• Problem
Please start at the first line of the records beneath and quote each line exactly, ending with the line containing "All transforms only".

++++ Data extract

PR #82, opened 2024-12-21
Add Support for Global Transforms

### LINKED ISSUE #56: Transforms Setup Function for Full Dataset Access
All transforms only receive a single sample during training / dev / test.
Some transforms like the `Standardizer` of the `AIBO` dataset require information about the full dataset, which we currently solve by placing them in the dataset init: https://github.com/autrainer/autrainer/blob/e1ecb6c2a4e98ed6e00abd9d6423117bfdb9abbb/autrainer/datasets/aibo.py#L98-L112

Therefore, add a new method `fit` or `setup` providing all transforms with full access to the dataset after initialization.
E.g., this would allow specifying the `Standardizer` in the dataset configuration instead of the init, and during setup it would read the mean and standard deviation of the training dataset, afterwards applying the same transform to all subsets.

However, this is not fully straight forward as we use `audobject` to export the transformation pipeline during training and these dynamically set values need to be accounted for.

Ref: https://github.com/autrainer/autrainer/pull/54#discussion_r1824290604

ramppdev:
Closes #56 by adding support for transforms that receive globally and dynamically computed parameters.
Transforms that need to capture global statistics (like the mean and std for the `Standardizer` previously hardcoded the `AIBO` dataset) now can use a `autrainer.transforms.GlobalTransform` wrapper (see example below):
- the wrapper calls the `from_global` class method and passes in the dataset subset the transform is currently built for
- by default, the wrapper takes in the position of the underlying transform and allows control of whether to skip possible augmentations in the transformation pipeline or to use the actual correct computed position in the transformation pipeline when resolving the global transform
- the `from_global` class method of the underlying transform should instantiate itself after computing the relevant parameters
- after the underlying transform is built, the wrapper does the ol switcheroo and replaces itself with the actual transform instance such that it can be correctly serialized
- switching the transform in this was has important reasons:
  - `audobject` records the arguments that are passed to a class during instantiation, meaning we cant serialize and deserialize the class later on when the concrete values depend on some internal computation and the dataset; basically we have to do it this way to trick `audobject` into thinking the class was instantiated as usual
  - it generally makes sense to resolve these values and have them "hardcoded" in the resulting yaml files for ease of use

This now allows us to replace the `Standardizer` used in the `AIBO` dataset with our `autrainer.transforms.Normalize` class we use everywhere else.
I have extended it to handle 1-3D input data and with a `from_global` class method to compute the normalization of the current dataset on the fly.
Therefore the AIBO dataset again standardize its training data in the following way:

```yaml
...
transform:
  ...
  train:
    - autrainer.transforms.GlobalTransform:
        transform: autrainer.transforms.Normalize
        order: -100 # defaults to Normalize's order if not specified
```

If there would be a `autrainer.transforms.ScaleRange` transform scaling to the range [0,1] preceding the normalization in the computed transformation order, this IS also accounted, e.g. we dynamically resolve the data by the actual position in the pipeline if desired.

---

However, when implementing i noticed the following bugs in our current implementation:
- we allow [overriding or removing transforms](https://autrainer.github.io/autrainer/modules/transforms.html#id5) by setting them to `null`, this was only the case for each subset, e.g. if a model tries to override / remove a transform specified in the `base` subset, this was not possible. Now i have changed it to globally resolve for each subset (including base) separately.
- due to the override / removal, we convert model and dataset transform lists to sets before instantiating, which only allows one "class" of transforms per pipeline (this is not the case for augmentations and never documented, therefore very unusual for the user to understand / i would even say a bug). This is now changed such that multiple transforms of the same type can be specified
- since we now can have multiple transforms of the same type, overriding / removing a transform is no longer a 1:1 mapping. Therefore i added a `<transform>[@<tag>]` syntax only used for identification of the transforms allowing for greater flexibility (see below). This should allow for the complete control over the pipelines if needed.

```yaml
# SomeDataset.yaml
transform:
  ...
  base:
    - autrainer.transforms.AnyToTensor@base
  train:
    - autrainer.transforms.AnyToTensor@someTag:
        order: 123
    - autrainer.transforms.AnyToTensor

# SomeModel.yaml
transform:
  ...
  train:
    - autrainer.transforms.AnyToTensor@base: null

```

This example would override the `@base` tagged transform in the base transforms ONLY for the training transform pipeline. For dev, and test, it would still be included. All other transforms also would be included in the training pipeline.

I know, at this point we are basically writing our own DSL for setting up autrainer :D so let me know what you think about these changes @ATriantafyllopoulos.

---

Still draft, as the docs are not updated and tests are missing:
- [x] Update documentation
- [x] Update tests


autrainer/transforms/smart_compose.py
```diff
@@ -90,6 +93,25 @@ def get_collate_fn(self, data: "AbstractDataset") -> Optional[Callable]:
...
+        for i, t in enumerate(self.transforms):
+            if isinstance(t, GlobalTransform):
+                self._skip_augmentations = t.skip_augmentations
+                if t.resolve_by_position:
+                    c = SmartCompose(self.transforms[:i])
+                    c._skip_augmentations = self._skip_augmentations
+                    data.transform = c
+                t.setup(data)
+                self._skip_augmentations = False
+                data.transform = self
```
ATriantafyllopoulos, line 113: Ugh, this is very, very opaque. Need to think it through, but this now makes it all very convoluted

ATriantafyllopoulos: I wouldn't let this overwrite `data.transform` but would change the line that calls this 
from: `self.transform.setup(self)`
to 

```python
# init transform using current data
transform.setup(self) 
# overwrite transform after init
self.transform = transform
```

--- 

I would also consider moving it to `_init_dataset`, though I guess this is harder to do?

```python
data = DatasetWrapper(
            path=self.features_path,
            features_subdir=self.features_subdir,
            index_column=self.index_column,
            target_column=self.target_column,
            file_type=self.file_type,
            file_handler=self.file_handler,
            df=df,
            transform=None,
            target_transform=self.target_transform,
        )
transform.setup(data)
return DatasetWrapper(
            path=self.features_path,
            features_subdir=self.features_subdir,
            index_column=self.index_column,
            target_column=self.target_column,
            file_type=self.file_type,
            file_handler=self.file_handler,
            df=df,
            transform=transform,
            target_transform=self.target_transform,
        )
```

autrainer/transforms/specific_transforms.py
```diff
@@ -300,12 +303,48 @@ def __init__(
...
         self.std = std
-        self._normalize = T.Normalize(mean=mean, std=std)
+        self._mean = torch.as_tensor(mean)
+        self._std = torch.as_tensor(std)
 
     def __call__(self, data: torch.Tensor) -> torch.Tensor:
-        if data.dtype == torch.uint8:
-            data = data.float()
-        return self._normalize(data)
+        views = {3: (-1, 1, 1), 2: (-1, 1), 1: (-1,)}
```
ATriantafyllopoulos, line 310: Why this check?

ATriantafyllopoulos:
> audobject records the arguments that are passed to a class during instantiation, meaning we cant serialize and deserialize the class later on when the concrete values depend on some internal computation and the dataset; basically we have to do it this way to trick audobject into thinking the class was instantiated as usual

Are you sure this is true? As far as I know, overwriting the values will work properly:

```python
>>> import audobject
>>> class Foo(audobject.Object):
...     def __init__(self, x: int):
...         self.x = x
... 
>>> bar = Foo(4)
>>> bar.x = 5
>>> audobject.from_yaml_s(bar.to_yaml_s())
{'$__main__.Foo': {'x': 5}}
```

ATriantafyllopoulos:
If I understand the current implementation correctly (can't really boil it down to a comment in a single line), I have the feeling that `Standardize` will now be computed separately for `train`, `dev`, `test`. The default should be to compute it once on the training set and assign it as part of the `dev`/`test` pipelines. Am I right or have I missed something?

autrainer/transforms/transform_manager.py
ATriantafyllopoulos, line 1: I really need some inline comments to follow along with what's going on in this file...(I also needed them in the past, just didn't get around to asking)

autrainer/transforms/specific_transforms.py
ramppdev: What do you mean in particular? Sorry i dont really get what this is referring to.

autrainer/transforms/smart_compose.py
ramppdev: Yeah this is also weird with the current setup. I need to think about a better solution.

autrainer/transforms/transform_manager.py
ramppdev: Sure, i will add some :)

ramppdev:
> > audobject records the arguments that are passed to a class during instantiation, meaning we cant serialize and deserialize the class later on when the concrete values depend on some internal computation and the dataset; basically we have to do it this way to trick audobject into thinking the class was instantiated as usual
> 
> Are you sure this is true? As far as I know, overwriting the values will work properly:
> 
> ```python
> >>> import audobject
> >>> class Foo(audobject.Object):
> ...     def __init__(self, x: int):
> ...         self.x = x
> ... 
> >>> bar = Foo(4)
> >>> bar.x = 5
> >>> audobject.from_yaml_s(bar.to_yaml_s())
> {'$__main__.Foo': {'x': 5}}
> ```

whoops :D i was trying to avoid doing exactly this all the time...
Well then my proposal would be to omit the `from_global` class method and transform and the global transform wrapper.
Then we could use a `setup` function that handles the correct calculation of e.g. the mean and std parameters.
However, the reason why i jumped right to the conclusion that audobject "replays" the initialization of the object was that they obviously need the initialization interface to reinstantiate the class. This would mean that we have to create a Standardize class that looks like the following:

```python
class StandardizeExample(audobject.Object):
    def __init__(self, x=None, y=None) -> None:
        self.x = x
        self.y = y
    
    def setup(self, ...) -> None:
        ... # calculate mean and std
        self.x = ...
        self.y = ...
```

The workflow would then be that the user specifies the transform in the transforms `autrainer.transforms.StandardizeExample` without passing any arguments. Then we call the setup function and calculate the relevant params. Then we can save the audobject and later when re reinstantiate it, we directly pass the already computed values.

This has the advantage that the weird switcheroo setup is not needed but is also kinda weird as we need these placeholder arguments.

> If I understand the current implementation correctly (can't really boil it down to a comment in a single line), I have the feeling that `Standardize` will now be computed separately for `train`, `dev`, `test`. The default should be to compute it once on the training set and assign it as part of the `dev`/`test` pipelines. Am I right or have I missed something?

Yes this is a big oversight, sorry. For some reason i completely missed the point that we need to add the same instance of the standardizer to all of the transform pipelines. This should be easily fixable by adding a `subset` param to the standardizer and passing the dataset itself to the setup function describes above. This would make sense anyways as it would align with our other setup function signatures: `def setup(self, data: "AbstractDataset") -> None:`.

The only issue is that i find it valuable (as described in the initial PR description) to have completely separate pipelines to be more flexible for modifications / deletions. This would mean that we need to compute the standardizer 3x if it would be specified for each subset.

@ATriantafyllopoulos what do you think about this direction? If you view it kinda similar i will open a PR to this one with the suggested changes so we can get a feeling for it.

autrainer/transforms/specific_transforms.py
ATriantafyllopoulos: Sorry, it was unclear to me what `views` does, can you please add an inline comment to state that the values will be kept (in `axes`) and used for an expansion?

autrainer/transforms/specific_transforms.py
```diff
@@ -300,12 +303,48 @@ def __init__(
         super().__init__(order=order)
         self.mean = mean
         self.std = std
-        self._normalize = T.Normalize(mean=mean, std=std)
```
ATriantafyllopoulos, line 303: Hmm, why not keep this? Are the two transforms interchangeable?

ramppdev: Hmm i was following the `Normalize` definition of [torchvision](https://pytorch.org/vision/main/generated/torchvision.transforms.Normalize.html). We actually have `ScaleRange` to scale between `[low, high]`. I would like to stick to this naming convention if possible.

We should probably define `Standardize` to be `Normalize` (torchvision) class in a global sense? Also see https://github.com/autrainer/autrainer/pull/82#issuecomment-2590480742.

> Hmm, why not keep this? Are the two transforms interchangeable?

I assume this refers to dropping `T.Normalize(mean=mean, std=std)`. The reason is that torchvision only supports images (e.g. 3D image and 4D batched image inputs), but we will encounter 1D-3D examples (see `views`) below. Hope this will be more clear once i add some inline comments.

ATriantafyllopoulos:
> Well then my proposal would be to omit the from_global class method and transform and the global transform wrapper.
Then we could use a setup function that handles the correct calculation of e.g. the mean and std parameters.
However, the reason why i jumped right to the conclusion that audobject "replays" the initialization of the object was that they obviously need the initialization interface to reinstantiate the class. This would mean that we have to create a Standardize class that looks like the following:
...

The workflow would then be that the user specifies the transform in the transforms autrainer.transforms.StandardizeExample without passing any arguments. Then we call the setup function and calculate the relevant params. Then we can save the audobject and later when re reinstantiate it, we directly pass the already computed values.

Yes, I think this would be the correct approach, though you would still need a way to manage the `setup`? Would you check if a transform has it to call it, or integrate it as a `no-op` in the base class and override it?

> This has the advantage that the weird switcheroo setup is not needed but is also kinda weird as we need these placeholder arguments.

Don't worry, these placeholder arguments are the canonical way to (ab)use `audobject` like this right from its origin

ATriantafyllopoulos:
> Yes this is a big oversight, sorry. For some reason i completely missed the point that we need to add the same instance of the standardizer to all of the transform pipelines. This should be easily fixable by adding a subset param to the standardizer and passing the dataset itself to the setup function describes above. This would make sense anyways as it would align with our other setup function signatures: def setup(self, data: "AbstractDataset") -> None:.

Yes, that the user specifies the subset on which the transform should be computed is fine, and will allow for a separate normalization of the different subset if the user wishes to do so (sometimes it is actually "needed").

> The only issue is that i find it valuable (as described in the initial PR description) to have completely separate pipelines to be more flexible for modifications / deletions. This would mean that we need to compute the standardizer 3x if it would be specified for each subset.

This is not ideal as it can take up to a few hours if the dataset is large (like `MSP-Podcast`). We can write some voodoo code to only run it on a subset if it has not already been run on it under-the-hood and still keep the same interface you want for the user. Do you want to do it like this?

ramppdev:
> Yes, I think this would be the correct approach, though you would still need a way to manage the `setup`? Would you check if a transform has it to call it, or integrate it as a `no-op` in the base class and override it?

Yup this would be the approach i had in mind, i would do it analogous to the optional criterions `setup(...)` or the `get_collate_fn(...)` which do not have to be specified in the base class and are just checked with a getattr call.

> This is not ideal as it can take up to a few hours if the dataset is large (like `MSP-Podcast`). We can write some voodoo code to only run it on a subset if it has not already been run on it under-the-hood and still keep the same interface you want for the user. Do you want to do it like this?

I mean yeah i would be open to it if we manage to write this half way decently but not sure how to do that without some weird borderline unmaintainable filters that would only be used for this kind of transform.

autrainer/transforms/specific_transforms.py
ramppdev: resolved; see below

autrainer/transforms/smart_compose.py
ramppdev: resolved; see below

ramppdev:
Alright, this is no longer draft, maybe a review from you @ATriantafyllopoulos would also be nice if you have time.
I reverted back most of the changes due and made the implementation way simpler:
- `base` part of the transforms is shared again, e.g. if you place a `Standardizer` in there, it will be calcuated only once
- using the `@Tag` syntax still allows you to override (or remove) specific tagged transforms if needed; but removing and replacing transforms only works in the respective subset (e.g., if you want to remove a dataset `train` transform, you have to explicitly do so in the model `train` transforms)
- transforms are setup in the dataset after it is initialized (`setup_transforms`), this has to be done after the dataset itself is fully initialized as some datasets do stuff after their init function (e.g. the toy dataset)
- setting up a global transform now has the same API as criterions, i.e., the dataset instance is passed to it and the transform can do whatever it wants with it; for `Standardizer`, this is currently implemented bare-bones, so the transform can only be used as the first one (as outlined in the docstring) but i think this is fine
- small (non-critical) bugs: incorrect variable naming in toy dataset wrapper, screwed up the upper bound of randint (now corrected to 256) which was used for tests and the toy dataset

autrainer/transforms/specific_transforms.py
```diff
@@ -321,12 +324,105 @@ def __init__(
...
+        subset: str = "train",
+        order: int = -101,
+    ) -> None:
+        """Standardize a dataset by calculating the mean and standard deviation
+        of the data and applying the normalization.
+
+        The mean and standard deviation are automatically calculated from the
+        data in the specified subset.
+
+        Note: The transform has to be applied as the first transform in the
```
ATriantafyllopoulos, line 363: This might be problematic for `serving.py` as it has to be coupled with the `preprocessing_transform`. Or do you think this is handled nicely with the present setup?

autrainer/transforms/transform_manager.py
```diff
@@ -53,139 +53,58 @@ def get_transforms(
...
-            model_transforms: List of model transforms.
-            dataset_transforms: List of dataset transforms.
-
-        Returns:
-            The filtered model and dataset transforms.
-        """
+        for transform in model_transforms:
+            key = self._get_key(transform)
+            seen.add(key)
+            if isinstance(transform, dict) and transform[key] is None:
```
ATriantafyllopoulos, line 82: Can you add an inline comment to describe what this if-statement does?

autrainer/transforms/transform_manager.py
```diff
@@ -53,139 +53,58 @@ def get_transforms(
...
-                if transform[key] is None and len(transform.keys()) == 1:
-                    l1.remove(transform)
-                    d_idx = self._find_matching_transform(l2, key)
-                    if d_idx is not None:
-                        l2.pop(d_idx)
-            return l1, l2
-
-        model_transforms, dataset_transforms = _filter(
-            model_transforms, dataset_transforms
+        combined.extend(
```
ATriantafyllopoulos, line 86: Note: is it clear from the docs that `model_transforms` will have priority over `dataset_transforms`?

autrainer/transforms/specific_transforms.py
```diff
@@ -321,12 +324,105 @@ def __init__(
...
+            )
+
+    def _init_transform(self) -> Optional[AbstractTransform]:
+        if self.mean and self.std:
+            return Normalize(self.mean, self.std, self.order)
+
+    def _collect_data(self, data: "AbstractDataset") -> torch.Tensor:
+        dataset_wrapper = getattr(data, f"{self.subset}_dataset")
+        original_transform = dataset_wrapper.transform
+        dataset_wrapper.transform = None
```
ATriantafyllopoulos, line 399: Why do we have to set it to `None`? For simplicity?

Cause I think that it might be useful to keep any previous transforms (e.g. one could presumably normalize features to range [0, 1] first and then make sure they have 0 mean and standard deviation of 1)

autrainer/transforms/transform_manager.py
ramppdev: Yes, we have it here: https://autrainer.github.io/autrainer/modules/transforms.html#online-transforms
> Model [online transforms](https://autrainer.github.io/autrainer/modules/transforms.html#online-transforms) outweigh dataset [online transforms](https://autrainer.github.io/autrainer/modules/transforms.html#online-transforms). If a model specifies a transform that is also specified in the dataset, the model transform is used, overriding the dataset transform.

autrainer/transforms/specific_transforms.py
ramppdev: Yes this would not be a problem as we keep the order of transforms the same by taking a two-step approach of first preprocessing and then applying the inference transform: https://github.com/autrainer/autrainer/blob/410f6aa2e203607b1db19f43d0af717b68adec22/autrainer/serving/serving.py#L336-L341

autrainer/transforms/transform_manager.py
ramppdev: See https://github.com/autrainer/autrainer/pull/82/commits/28d6abce58d77274f41953a7283666630a2be20f

autrainer/transforms/specific_transforms.py
ramppdev: Yeah this is here for simplicity right now:
> setting up a global transform now has the same API as criterions, i.e., the dataset instance is passed to it and the transform can do whatever it wants with it; for Standardizer, this is currently implemented bare-bones, so the transform can only be used as the first one (as outlined in the docstring) but i think this is fine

++++++++

• Output of the exercise
PR #82, opened 2024-12-21
Add Support for Global Transforms

### LINKED ISSUE #56: Transforms Setup Function for Full Dataset Access
All transforms only receive a single sample during training / dev / test.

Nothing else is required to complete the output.